### Task brief:
Whenever a line in the data holds the string "title", copy that line.

### Input data:
--------------------------------
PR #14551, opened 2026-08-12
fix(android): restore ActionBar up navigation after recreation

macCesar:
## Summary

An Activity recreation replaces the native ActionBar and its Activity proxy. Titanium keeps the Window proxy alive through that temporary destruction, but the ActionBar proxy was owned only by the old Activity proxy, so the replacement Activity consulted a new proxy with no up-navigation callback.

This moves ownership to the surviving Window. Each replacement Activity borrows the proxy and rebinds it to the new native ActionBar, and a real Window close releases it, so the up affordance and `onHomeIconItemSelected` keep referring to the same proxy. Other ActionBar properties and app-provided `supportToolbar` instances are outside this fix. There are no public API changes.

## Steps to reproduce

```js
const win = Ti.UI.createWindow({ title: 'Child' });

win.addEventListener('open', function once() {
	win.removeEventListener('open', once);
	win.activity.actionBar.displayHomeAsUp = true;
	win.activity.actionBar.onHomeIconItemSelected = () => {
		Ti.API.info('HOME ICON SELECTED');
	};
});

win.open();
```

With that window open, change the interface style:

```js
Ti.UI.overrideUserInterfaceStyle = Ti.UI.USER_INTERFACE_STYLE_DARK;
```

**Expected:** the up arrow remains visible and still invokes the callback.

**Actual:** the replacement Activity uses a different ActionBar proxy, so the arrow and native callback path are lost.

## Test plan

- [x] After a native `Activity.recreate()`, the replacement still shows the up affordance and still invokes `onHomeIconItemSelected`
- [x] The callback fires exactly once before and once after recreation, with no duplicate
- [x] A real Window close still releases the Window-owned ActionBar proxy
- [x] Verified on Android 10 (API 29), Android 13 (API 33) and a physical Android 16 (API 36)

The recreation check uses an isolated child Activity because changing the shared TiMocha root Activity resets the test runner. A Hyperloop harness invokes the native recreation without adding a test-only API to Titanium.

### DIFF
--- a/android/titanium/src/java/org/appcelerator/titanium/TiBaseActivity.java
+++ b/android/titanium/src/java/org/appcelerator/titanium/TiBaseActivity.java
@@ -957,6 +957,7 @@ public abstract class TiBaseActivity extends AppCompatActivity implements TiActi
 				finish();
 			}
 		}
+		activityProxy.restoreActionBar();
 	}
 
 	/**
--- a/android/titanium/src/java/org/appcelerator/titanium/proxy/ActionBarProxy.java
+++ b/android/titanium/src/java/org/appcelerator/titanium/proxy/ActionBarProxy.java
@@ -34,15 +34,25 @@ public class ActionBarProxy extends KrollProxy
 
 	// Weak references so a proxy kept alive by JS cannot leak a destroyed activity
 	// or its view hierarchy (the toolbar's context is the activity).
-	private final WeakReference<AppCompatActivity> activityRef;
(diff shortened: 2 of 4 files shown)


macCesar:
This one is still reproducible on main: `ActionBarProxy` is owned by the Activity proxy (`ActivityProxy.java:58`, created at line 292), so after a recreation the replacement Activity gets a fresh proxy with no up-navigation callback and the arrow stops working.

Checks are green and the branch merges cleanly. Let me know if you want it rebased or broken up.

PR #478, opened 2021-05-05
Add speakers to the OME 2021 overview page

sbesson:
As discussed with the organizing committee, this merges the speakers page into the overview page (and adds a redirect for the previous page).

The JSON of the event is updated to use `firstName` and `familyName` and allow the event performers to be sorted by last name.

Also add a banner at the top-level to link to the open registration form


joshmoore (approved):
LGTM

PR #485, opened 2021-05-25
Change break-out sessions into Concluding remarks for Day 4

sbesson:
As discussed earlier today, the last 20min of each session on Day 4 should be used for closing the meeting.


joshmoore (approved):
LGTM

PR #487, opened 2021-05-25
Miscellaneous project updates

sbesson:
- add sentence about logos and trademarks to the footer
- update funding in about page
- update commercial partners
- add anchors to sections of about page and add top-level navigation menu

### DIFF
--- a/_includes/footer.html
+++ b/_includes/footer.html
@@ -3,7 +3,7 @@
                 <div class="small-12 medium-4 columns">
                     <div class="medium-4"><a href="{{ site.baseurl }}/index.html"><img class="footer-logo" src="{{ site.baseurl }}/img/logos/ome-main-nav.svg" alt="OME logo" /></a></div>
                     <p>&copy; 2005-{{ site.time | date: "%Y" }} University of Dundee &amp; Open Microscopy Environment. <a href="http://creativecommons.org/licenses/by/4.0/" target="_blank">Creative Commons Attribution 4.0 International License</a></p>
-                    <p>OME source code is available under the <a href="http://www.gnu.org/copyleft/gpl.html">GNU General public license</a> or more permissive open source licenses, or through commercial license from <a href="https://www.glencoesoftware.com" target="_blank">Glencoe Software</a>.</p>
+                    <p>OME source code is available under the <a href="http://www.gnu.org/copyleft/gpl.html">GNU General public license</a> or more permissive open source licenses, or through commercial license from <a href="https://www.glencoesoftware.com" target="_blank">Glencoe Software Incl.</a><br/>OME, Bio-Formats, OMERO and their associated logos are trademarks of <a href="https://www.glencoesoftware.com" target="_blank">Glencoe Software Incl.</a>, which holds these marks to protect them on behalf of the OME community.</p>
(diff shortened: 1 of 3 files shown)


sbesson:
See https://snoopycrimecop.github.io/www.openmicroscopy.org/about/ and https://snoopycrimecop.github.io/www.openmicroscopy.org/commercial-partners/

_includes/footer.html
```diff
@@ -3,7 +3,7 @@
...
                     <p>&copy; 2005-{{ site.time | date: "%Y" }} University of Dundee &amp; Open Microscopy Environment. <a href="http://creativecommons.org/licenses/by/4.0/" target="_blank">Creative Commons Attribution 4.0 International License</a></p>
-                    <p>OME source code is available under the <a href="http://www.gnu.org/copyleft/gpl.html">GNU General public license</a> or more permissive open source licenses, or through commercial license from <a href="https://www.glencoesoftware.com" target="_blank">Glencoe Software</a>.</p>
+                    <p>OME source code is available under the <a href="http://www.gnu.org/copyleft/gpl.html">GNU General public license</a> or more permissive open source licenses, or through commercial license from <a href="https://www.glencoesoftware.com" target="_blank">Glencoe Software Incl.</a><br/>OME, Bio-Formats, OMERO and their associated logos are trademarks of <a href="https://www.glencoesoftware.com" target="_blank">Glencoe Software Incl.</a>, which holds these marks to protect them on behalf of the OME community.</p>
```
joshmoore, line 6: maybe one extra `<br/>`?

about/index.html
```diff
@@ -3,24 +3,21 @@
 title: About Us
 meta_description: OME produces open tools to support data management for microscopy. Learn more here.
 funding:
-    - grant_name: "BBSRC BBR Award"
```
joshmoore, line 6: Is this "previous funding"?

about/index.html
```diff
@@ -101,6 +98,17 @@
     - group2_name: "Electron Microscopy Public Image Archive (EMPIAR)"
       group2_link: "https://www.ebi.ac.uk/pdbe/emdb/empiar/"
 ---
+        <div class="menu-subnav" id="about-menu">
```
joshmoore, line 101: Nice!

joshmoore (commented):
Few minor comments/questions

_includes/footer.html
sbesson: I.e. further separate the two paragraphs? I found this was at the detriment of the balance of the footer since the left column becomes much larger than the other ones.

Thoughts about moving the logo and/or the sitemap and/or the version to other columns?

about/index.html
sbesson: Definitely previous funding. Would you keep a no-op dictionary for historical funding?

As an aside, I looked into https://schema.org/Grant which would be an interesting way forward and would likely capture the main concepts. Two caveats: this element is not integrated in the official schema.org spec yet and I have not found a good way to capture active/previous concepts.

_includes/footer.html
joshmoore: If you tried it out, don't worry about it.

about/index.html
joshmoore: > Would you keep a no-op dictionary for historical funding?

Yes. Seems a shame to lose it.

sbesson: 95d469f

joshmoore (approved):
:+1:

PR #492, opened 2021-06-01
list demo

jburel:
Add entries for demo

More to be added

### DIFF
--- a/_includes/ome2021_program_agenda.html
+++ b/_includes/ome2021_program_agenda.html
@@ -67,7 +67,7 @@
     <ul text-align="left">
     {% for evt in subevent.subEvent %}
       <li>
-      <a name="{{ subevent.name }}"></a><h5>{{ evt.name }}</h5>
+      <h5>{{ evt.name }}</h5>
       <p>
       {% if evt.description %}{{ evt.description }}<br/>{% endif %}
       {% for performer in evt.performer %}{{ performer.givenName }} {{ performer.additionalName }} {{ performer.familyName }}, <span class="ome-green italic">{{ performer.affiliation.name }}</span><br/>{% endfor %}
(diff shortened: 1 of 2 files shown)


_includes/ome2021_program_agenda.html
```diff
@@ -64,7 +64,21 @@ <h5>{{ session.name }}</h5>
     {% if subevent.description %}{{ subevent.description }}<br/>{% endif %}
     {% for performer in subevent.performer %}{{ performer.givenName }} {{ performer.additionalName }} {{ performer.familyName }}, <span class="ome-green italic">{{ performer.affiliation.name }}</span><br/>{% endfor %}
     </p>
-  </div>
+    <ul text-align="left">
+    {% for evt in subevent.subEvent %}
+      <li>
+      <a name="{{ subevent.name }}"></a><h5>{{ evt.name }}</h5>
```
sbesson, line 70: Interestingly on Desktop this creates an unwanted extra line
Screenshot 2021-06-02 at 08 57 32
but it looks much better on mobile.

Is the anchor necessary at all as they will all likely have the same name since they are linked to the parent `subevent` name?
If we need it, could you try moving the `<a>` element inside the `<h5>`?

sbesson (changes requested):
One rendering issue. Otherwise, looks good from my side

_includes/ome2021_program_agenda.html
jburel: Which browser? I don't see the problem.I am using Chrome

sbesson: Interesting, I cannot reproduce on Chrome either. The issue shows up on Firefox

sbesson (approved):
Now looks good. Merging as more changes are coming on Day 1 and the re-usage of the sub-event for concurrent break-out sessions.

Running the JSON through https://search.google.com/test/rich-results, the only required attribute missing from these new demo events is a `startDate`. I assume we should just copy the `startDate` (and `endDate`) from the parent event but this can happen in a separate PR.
--------------------------------
### Response below:
const win = Ti.UI.createWindow({ title: 'Child' });
 title: About Us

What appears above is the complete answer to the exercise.